=== REQUIRED ACTION ===
Look through the lines below and copy each one that includes "filter".

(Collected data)
******

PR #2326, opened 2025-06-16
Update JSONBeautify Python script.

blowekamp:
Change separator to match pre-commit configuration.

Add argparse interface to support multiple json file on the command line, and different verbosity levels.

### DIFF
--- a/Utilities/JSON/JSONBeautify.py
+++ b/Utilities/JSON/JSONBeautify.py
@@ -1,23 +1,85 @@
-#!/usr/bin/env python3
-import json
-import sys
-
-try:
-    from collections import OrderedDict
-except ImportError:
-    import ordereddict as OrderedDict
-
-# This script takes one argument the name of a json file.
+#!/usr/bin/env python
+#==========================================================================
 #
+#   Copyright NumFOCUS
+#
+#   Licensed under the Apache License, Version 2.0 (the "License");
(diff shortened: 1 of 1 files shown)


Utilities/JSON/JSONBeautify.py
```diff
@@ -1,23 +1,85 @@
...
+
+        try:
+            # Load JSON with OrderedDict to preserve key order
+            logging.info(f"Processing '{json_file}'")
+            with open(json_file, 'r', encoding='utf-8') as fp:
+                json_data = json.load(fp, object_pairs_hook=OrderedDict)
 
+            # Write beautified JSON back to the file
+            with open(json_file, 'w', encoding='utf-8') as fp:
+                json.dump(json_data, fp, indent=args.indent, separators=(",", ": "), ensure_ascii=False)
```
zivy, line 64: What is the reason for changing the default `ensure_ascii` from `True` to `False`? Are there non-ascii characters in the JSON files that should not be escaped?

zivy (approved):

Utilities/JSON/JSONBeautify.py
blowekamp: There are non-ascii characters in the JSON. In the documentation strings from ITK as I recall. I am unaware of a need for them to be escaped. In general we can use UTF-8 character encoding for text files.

******

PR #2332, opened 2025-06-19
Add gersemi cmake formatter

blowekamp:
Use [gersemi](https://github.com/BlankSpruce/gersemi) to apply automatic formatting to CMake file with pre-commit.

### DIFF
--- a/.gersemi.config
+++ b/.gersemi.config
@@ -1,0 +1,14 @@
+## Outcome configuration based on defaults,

******

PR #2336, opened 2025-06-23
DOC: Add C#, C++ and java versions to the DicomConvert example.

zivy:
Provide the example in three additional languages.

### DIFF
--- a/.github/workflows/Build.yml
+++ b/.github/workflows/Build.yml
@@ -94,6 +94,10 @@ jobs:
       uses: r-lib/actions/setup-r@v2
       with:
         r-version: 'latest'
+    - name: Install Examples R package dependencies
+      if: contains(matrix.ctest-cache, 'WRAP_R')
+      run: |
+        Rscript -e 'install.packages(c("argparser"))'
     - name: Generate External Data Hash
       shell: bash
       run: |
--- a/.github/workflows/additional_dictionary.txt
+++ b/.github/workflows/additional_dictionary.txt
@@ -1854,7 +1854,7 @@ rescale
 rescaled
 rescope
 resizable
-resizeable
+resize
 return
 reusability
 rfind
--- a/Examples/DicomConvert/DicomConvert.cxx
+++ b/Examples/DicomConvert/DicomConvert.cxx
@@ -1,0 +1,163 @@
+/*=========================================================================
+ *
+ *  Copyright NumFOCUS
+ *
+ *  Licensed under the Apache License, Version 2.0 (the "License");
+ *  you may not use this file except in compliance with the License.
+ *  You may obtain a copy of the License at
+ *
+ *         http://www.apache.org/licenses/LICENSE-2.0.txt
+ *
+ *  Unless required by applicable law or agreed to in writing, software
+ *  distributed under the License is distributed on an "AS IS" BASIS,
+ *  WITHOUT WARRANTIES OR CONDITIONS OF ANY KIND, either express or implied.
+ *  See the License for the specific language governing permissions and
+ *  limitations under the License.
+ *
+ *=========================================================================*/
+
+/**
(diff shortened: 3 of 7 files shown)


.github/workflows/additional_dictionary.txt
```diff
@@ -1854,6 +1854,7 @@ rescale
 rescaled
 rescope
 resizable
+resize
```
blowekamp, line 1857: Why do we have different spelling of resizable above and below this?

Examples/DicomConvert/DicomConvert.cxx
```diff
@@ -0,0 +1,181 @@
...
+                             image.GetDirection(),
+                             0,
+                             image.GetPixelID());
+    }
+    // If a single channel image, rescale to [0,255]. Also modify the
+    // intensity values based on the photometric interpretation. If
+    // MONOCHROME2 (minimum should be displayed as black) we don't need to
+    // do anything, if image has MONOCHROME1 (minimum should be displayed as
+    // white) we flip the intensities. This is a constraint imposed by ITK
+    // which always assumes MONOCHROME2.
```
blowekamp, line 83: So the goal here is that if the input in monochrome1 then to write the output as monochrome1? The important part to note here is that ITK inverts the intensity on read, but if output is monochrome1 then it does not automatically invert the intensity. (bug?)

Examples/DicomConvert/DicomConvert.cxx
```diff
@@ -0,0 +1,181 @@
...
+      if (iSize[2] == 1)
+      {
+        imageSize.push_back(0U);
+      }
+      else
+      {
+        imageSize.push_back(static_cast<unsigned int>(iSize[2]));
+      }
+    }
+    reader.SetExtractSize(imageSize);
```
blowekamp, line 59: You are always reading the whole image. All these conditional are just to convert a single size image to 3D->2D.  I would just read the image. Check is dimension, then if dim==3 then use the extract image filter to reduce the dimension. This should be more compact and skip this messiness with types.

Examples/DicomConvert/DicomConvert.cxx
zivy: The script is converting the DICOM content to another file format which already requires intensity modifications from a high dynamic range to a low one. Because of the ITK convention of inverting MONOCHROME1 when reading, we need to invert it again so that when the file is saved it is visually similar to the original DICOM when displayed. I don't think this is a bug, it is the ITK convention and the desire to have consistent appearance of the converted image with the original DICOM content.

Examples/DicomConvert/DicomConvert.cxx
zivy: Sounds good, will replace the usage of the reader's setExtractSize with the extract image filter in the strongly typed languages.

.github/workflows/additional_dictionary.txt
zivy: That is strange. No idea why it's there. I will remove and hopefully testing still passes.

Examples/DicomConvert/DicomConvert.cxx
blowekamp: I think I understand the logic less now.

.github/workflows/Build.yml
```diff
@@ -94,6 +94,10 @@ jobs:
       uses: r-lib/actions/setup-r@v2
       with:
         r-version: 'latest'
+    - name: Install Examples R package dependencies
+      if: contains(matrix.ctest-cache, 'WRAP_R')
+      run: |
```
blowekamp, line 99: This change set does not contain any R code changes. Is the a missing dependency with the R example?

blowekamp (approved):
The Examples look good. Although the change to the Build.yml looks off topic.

******

=== PROBLEM SOLUTION ===
blowekamp, line 59: You are always reading the whole image. All these conditional are just to convert a single size image to 3D->2D.  I would just read the image. Check is dimension, then if dim==3 then use the extract image filter to reduce the dimension. This should be more compact and skip this messiness with types.
zivy: Sounds good, will replace the usage of the reader's setExtractSize with the extract image filter in the strongly typed languages.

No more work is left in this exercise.